Your task is to repeat the entries exactly from their first line through the line with "added the list", and to stop there.

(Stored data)
════════
PR #5476, opened 2024-09-17
feat(core): update storage outputs class for multi-bucket support

ekjotmultani:
added the list names buckets in storage_outputs.dart, built the new generator file for it, and updated the test to match the expected json output as described in the api review doc


packages/amplify_core/lib/src/config/amplify_outputs/storage/storage_outputs.dart
```diff
@@ -23,6 +23,9 @@ class StorageOutputs
   /// The Amazon S3 bucket name.
   final String bucketName;
 
+  /// The list of buckets if there are multiple buckets for the project
+  final List<Map<String,String>>? buckets;
```
NikaHsn, line 27: I suggest to define a class `Bucket` and use it instead of Map.

packages/amplify_core/lib/src/config/amplify_outputs/storage/storage_output_bucket.dart
```diff
@@ -0,0 +1,16 @@
+// Copyright Amazon.com, Inc. or its affiliates. All Rights Reserved.
+// SPDX-License-Identifier: Apache-2.0
+
+
+
+/// {@template amplify_core.amplify_outputs.amazon_pinpoint_channel}
+/// Supported channels for Amazon Pinpoint.
+/// {@endtemplate}
+class StorageOutputBucket {
```
NikaHsn, line 9:
```suggestion
class BucketOutputs {
```

packages/amplify_core/lib/src/config/amplify_outputs/storage/storage_output_bucket.dart
```diff
@@ -0,0 +1,16 @@
...
+  StorageOutputBucket(this.name, this.bucketName, this.awsRegion);
+  factory StorageOutputBucket.fromJson(Map<String, dynamic> json) => StorageOutputBucket(json['name'].toString(), json['bucket_name'].toString(), json['aws_region'].toString());
+  String name;
+  String bucketName;
+  String awsRegion;
+  Map<String, dynamic> toJson() => <String, dynamic>{'name':name, 'bucket_name':bucketName, 'aws_region':awsRegion};
+}
```
NikaHsn, line 16: instead of wrting the fromJson and toJson use generated code similar to other Amplify Outputs types.

packages/amplify_core/lib/src/config/amplify_outputs/storage/storage_output_bucket.dart
```diff
@@ -0,0 +1,16 @@
+// Copyright Amazon.com, Inc. or its affiliates. All Rights Reserved.
+// SPDX-License-Identifier: Apache-2.0
+
+
+
+/// {@template amplify_core.amplify_outputs.amazon_pinpoint_channel}
+/// Supported channels for Amazon Pinpoint.
+/// {@endtemplate}
+class StorageOutputBucket {
+  StorageOutputBucket(this.name, this.bucketName, this.awsRegion);
```
NikaHsn, line 10: the ctor can be const. I would suggest to use named parameter similat to other Amplify Outputs type

packages/amplify_core/doc/lib/auth.dart
ekjotmultani, line 1: I dont know how this got changed, I think I clicked a vscode 'optimization' by mistake, I will change this back right now

packages/amplify_core/lib/src/config/amplify_outputs/storage/bucket_output.dart
```diff
@@ -0,0 +1,37 @@
+// Copyright Amazon.com, Inc. or its affiliates. All Rights Reserved.
+// SPDX-License-Identifier: Apache-2.0
+
+import 'package:amplify_core/amplify_core.dart';
+
+part 'bucket_output.g.dart';
+
+@zAmplifyOutputsSerializable
+class BucketOutput
```
NikaHsn, line 9:
```suggestion
class BucketOutputs
```

packages/amplify_core/lib/src/config/amplify_outputs/storage/bucket_output.dart
NikaHsn, line 1: missing doc comments https://dart.dev/effective-dart/documentation#doc-comments.

NikaHsn (approved):

packages/amplify_core/test/config/amplify_outputs/test_data.dart
Equartey, line 1: Question: I see the test data has been updated, but are the tests written in a way that validate the new functionality too? Do they need to be updated?

ekjotmultani: This is a good question, since multiple buckets are optional, I think we should validate that it works when only one bucket is supplied. I'll write a new test

ekjotmultani: I've verified that the test does work properly when only a single bucket is supplied and that the test itself actually validates the new function for multi-bucket support

Equartey (approved):

PR #5599, opened 2024-10-24
feat(storage): multi bucket download data

Equartey:
*Description of changes:*

- Updates `StorageDownloadDataOptions` to have a optional bucket param to specify target for operation
- Updates S3 impl to use bucket param
- Adds E2E tests

### DIFF
--- a/packages/storage/amplify_storage_s3/example/integration_test/download_data_test.dart
+++ b/packages/storage/amplify_storage_s3/example/integration_test/download_data_test.dart
@@ -137,6 +137,7 @@ void main() {
           final mainBucket =
               StorageBucket.fromOutputs('Storage Integ Test main bucket');
 
+          // TODO(equartey): Add download check for secondary bucket when upload supports multibucket
           final downloadResult = await Amplify.Storage.downloadData(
════════
◆ FINAL ANSWER:
PR #5476, opened 2024-09-17
feat(core): update storage outputs class for multi-bucket support

ekjotmultani:
added the list names buckets in storage_outputs.dart, built the new generator file for it, and updated the test to match the expected json output as described in the api review doc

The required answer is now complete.